## EXERCISE
Find the string "void" in the entries and copy each line that has it.
-- DATA SUPPLIED follows --
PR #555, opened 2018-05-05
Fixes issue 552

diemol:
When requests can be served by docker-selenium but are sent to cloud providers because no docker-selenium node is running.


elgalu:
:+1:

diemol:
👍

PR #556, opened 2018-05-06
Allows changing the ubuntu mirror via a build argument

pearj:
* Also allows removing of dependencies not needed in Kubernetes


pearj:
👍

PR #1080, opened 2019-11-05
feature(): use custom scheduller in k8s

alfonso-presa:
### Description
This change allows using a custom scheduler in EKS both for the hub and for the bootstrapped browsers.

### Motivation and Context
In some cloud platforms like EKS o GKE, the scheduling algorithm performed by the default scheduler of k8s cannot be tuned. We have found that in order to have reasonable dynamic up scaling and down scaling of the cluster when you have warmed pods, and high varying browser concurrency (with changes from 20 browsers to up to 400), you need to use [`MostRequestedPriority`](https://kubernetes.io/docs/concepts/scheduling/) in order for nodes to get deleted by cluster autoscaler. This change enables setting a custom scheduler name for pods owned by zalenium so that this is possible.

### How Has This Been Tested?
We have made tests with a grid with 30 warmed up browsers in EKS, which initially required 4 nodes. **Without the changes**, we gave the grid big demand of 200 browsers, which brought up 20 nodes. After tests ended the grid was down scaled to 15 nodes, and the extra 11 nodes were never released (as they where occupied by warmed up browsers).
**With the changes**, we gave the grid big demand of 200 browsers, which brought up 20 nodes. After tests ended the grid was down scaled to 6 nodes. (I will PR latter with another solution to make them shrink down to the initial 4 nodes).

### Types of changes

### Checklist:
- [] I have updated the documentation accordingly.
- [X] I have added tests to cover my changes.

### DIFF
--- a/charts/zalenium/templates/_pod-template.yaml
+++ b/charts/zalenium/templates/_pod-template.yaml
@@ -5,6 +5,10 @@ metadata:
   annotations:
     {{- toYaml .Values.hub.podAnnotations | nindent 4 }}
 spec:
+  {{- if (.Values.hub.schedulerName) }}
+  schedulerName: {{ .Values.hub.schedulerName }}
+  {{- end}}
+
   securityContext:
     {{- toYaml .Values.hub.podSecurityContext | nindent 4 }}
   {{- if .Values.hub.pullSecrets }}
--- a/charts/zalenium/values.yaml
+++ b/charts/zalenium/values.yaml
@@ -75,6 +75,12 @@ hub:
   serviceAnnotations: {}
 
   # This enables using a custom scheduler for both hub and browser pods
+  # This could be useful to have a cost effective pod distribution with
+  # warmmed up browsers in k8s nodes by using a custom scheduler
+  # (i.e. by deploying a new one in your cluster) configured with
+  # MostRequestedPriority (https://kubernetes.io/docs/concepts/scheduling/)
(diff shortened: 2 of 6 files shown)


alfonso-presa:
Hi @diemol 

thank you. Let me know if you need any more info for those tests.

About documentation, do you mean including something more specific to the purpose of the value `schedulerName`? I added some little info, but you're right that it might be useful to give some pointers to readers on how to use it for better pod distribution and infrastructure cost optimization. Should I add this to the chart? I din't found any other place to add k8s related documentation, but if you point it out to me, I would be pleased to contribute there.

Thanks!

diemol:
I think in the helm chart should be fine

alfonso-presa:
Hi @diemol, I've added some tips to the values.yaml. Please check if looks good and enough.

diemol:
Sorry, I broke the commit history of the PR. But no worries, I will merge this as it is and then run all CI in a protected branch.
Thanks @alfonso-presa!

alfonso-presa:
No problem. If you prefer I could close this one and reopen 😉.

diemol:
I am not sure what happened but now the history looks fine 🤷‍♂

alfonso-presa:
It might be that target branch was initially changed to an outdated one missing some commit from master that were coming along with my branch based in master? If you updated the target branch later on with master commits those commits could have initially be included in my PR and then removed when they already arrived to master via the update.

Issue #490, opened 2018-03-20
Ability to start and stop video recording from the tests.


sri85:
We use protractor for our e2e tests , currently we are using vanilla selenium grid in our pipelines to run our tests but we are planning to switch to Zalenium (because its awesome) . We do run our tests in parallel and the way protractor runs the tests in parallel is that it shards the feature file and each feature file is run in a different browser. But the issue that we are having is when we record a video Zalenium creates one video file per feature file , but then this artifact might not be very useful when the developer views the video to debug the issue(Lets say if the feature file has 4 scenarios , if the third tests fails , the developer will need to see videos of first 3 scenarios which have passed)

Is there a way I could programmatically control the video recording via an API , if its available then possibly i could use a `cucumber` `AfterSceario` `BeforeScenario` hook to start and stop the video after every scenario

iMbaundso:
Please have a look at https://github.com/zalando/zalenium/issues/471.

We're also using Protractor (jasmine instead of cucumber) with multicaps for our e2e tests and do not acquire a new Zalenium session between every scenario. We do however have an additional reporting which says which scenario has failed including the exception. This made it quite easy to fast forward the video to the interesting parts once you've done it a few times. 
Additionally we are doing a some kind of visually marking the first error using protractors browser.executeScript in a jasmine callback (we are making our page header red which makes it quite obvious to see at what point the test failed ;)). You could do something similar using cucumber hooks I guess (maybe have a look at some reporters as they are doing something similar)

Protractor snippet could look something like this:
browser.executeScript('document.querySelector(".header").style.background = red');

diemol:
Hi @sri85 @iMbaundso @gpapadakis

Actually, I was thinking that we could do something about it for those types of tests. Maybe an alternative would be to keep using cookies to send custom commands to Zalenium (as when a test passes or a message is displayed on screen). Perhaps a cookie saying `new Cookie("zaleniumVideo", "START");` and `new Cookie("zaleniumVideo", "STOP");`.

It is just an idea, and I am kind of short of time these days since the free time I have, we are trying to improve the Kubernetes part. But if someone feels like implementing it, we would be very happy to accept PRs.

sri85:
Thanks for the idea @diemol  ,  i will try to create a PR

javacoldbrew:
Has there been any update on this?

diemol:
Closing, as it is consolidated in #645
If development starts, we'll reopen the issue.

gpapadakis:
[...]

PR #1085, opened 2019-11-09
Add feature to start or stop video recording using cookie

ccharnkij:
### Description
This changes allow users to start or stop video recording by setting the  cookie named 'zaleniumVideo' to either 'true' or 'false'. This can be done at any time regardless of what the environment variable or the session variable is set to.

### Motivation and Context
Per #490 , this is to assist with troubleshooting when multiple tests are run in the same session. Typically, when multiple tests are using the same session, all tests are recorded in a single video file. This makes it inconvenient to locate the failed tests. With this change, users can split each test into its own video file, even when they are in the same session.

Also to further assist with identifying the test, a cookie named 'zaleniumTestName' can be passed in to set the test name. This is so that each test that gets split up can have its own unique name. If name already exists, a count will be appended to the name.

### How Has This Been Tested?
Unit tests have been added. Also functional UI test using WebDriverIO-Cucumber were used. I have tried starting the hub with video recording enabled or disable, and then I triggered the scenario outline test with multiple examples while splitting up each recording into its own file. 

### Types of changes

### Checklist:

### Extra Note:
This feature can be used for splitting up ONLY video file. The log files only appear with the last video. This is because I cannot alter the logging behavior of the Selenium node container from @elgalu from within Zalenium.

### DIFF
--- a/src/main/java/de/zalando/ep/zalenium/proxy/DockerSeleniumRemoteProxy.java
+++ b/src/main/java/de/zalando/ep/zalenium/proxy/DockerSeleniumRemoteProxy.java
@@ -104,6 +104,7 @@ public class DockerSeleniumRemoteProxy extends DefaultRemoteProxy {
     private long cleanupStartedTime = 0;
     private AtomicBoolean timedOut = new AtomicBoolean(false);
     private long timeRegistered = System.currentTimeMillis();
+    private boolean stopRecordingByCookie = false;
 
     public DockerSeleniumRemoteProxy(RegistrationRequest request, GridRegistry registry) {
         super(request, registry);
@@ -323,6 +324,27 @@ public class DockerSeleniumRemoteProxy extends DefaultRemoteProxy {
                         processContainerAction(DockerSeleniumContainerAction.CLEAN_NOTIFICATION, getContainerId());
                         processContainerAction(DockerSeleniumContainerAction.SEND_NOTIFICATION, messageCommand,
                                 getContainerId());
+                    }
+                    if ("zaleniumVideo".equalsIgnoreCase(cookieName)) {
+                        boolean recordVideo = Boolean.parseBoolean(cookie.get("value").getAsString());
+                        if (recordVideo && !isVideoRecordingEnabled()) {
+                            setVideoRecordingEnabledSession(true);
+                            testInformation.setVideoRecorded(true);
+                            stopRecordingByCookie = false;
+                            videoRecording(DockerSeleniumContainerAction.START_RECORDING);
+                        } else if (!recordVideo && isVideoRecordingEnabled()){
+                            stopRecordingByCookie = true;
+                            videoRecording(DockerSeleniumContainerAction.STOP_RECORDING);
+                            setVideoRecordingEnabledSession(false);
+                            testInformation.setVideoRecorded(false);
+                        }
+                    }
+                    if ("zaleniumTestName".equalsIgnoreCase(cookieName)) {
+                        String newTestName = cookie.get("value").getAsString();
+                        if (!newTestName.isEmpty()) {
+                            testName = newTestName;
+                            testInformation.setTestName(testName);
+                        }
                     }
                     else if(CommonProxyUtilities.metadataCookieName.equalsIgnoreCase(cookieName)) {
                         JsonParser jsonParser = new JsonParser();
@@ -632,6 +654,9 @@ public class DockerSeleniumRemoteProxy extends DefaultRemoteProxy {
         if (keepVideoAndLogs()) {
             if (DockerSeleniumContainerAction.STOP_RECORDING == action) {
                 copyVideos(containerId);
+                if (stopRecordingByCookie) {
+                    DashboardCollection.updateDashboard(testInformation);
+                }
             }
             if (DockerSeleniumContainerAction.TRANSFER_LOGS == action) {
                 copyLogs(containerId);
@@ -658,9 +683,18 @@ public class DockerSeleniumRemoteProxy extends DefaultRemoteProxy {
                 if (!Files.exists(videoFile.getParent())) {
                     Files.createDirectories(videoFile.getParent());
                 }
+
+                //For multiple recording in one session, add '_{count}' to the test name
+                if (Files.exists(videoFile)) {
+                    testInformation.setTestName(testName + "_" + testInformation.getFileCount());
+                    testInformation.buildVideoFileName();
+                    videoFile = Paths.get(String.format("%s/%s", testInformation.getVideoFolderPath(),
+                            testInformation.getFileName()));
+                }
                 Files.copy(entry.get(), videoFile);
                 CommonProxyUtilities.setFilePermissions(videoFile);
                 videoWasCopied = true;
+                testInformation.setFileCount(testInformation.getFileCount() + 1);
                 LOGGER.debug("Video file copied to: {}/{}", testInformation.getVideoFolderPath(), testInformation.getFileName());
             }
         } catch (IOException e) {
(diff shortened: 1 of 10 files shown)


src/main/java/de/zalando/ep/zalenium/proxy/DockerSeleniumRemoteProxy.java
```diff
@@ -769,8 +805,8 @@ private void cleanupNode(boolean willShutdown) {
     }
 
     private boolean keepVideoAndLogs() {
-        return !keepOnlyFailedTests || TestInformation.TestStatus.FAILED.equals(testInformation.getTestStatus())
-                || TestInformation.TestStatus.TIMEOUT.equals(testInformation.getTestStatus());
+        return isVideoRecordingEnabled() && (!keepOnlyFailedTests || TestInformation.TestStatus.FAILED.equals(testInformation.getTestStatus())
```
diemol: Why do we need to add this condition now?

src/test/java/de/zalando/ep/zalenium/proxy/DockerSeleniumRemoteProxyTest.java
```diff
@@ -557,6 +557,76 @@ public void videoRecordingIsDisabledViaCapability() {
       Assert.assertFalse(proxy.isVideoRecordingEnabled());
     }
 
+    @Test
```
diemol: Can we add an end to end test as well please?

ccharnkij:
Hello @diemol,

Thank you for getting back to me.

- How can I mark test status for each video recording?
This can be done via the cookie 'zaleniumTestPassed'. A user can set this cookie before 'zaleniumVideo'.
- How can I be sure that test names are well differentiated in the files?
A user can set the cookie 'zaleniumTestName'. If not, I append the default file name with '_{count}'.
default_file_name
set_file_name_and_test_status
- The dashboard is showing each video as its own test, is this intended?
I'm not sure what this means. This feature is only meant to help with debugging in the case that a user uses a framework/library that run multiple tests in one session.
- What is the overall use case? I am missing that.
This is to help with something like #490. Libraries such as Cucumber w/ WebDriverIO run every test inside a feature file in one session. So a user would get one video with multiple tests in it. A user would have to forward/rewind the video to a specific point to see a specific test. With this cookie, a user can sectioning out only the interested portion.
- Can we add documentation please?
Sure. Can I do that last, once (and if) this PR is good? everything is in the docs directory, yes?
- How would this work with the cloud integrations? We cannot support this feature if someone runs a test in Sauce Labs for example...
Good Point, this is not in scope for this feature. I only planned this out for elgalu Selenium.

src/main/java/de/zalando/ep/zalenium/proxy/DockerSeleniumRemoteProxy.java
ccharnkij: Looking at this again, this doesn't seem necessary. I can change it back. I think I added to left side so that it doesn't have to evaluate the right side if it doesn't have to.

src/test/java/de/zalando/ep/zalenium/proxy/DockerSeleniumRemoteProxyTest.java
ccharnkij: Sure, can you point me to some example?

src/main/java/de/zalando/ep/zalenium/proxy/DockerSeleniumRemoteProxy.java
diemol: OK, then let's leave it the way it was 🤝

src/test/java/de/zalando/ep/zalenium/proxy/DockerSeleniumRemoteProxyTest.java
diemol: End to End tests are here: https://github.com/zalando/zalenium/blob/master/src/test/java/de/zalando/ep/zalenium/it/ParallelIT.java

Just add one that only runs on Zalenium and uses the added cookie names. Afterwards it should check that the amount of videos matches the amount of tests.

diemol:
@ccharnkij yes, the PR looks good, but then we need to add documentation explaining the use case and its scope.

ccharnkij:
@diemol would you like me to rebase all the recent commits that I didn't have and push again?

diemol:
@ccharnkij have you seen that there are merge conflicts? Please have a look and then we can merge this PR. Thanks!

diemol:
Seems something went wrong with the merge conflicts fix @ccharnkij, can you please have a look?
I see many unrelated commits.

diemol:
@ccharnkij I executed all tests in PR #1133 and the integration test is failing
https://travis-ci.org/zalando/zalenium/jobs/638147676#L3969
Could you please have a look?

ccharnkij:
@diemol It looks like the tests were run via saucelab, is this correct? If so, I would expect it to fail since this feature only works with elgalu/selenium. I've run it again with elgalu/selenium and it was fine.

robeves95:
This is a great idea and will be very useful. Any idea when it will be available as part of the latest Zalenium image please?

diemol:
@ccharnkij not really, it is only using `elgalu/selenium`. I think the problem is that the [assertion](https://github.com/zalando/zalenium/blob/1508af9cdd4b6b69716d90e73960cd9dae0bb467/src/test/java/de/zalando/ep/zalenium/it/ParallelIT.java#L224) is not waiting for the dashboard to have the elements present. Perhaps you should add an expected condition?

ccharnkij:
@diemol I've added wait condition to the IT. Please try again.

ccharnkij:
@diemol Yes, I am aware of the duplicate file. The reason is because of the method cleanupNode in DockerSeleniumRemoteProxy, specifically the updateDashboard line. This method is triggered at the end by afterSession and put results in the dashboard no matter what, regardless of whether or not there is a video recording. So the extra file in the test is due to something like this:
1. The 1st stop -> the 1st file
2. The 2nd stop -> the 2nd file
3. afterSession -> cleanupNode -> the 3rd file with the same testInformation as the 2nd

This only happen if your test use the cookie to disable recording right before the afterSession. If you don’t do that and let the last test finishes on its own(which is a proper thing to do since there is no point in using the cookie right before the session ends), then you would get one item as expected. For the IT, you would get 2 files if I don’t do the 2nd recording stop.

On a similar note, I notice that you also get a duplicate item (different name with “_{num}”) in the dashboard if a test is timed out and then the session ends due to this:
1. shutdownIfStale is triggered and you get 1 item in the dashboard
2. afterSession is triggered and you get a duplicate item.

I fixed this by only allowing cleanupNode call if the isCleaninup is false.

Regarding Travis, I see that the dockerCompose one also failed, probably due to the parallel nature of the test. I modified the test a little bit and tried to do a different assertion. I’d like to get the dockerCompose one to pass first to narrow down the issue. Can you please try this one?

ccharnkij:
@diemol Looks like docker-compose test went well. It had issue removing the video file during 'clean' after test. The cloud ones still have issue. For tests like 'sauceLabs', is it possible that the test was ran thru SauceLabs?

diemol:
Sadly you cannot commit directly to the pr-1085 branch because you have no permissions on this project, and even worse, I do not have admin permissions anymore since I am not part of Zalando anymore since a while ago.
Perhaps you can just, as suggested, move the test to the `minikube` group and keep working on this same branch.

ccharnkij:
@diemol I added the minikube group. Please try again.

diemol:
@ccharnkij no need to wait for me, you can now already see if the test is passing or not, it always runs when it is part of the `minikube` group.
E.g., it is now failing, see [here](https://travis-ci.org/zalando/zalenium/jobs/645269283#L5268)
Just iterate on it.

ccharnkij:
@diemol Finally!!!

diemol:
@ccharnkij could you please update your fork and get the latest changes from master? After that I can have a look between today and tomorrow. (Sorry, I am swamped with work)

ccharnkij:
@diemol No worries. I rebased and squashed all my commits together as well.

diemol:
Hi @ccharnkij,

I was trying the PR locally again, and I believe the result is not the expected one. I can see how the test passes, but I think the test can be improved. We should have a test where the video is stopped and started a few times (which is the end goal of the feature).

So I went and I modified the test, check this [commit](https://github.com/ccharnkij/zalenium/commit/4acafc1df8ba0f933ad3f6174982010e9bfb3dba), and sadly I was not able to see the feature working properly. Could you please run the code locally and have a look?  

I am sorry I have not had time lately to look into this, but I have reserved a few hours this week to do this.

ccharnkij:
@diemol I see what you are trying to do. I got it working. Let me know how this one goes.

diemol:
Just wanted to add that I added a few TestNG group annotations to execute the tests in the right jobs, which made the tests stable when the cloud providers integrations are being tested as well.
-- DATA SUPPLIED concluded --
## SOLUTION FOR THIS PROBLEM
@@ -769,8 +805,8 @@ private void cleanupNode(boolean willShutdown) {
@@ -557,6 +557,76 @@ public void videoRecordingIsDisabledViaCapability() {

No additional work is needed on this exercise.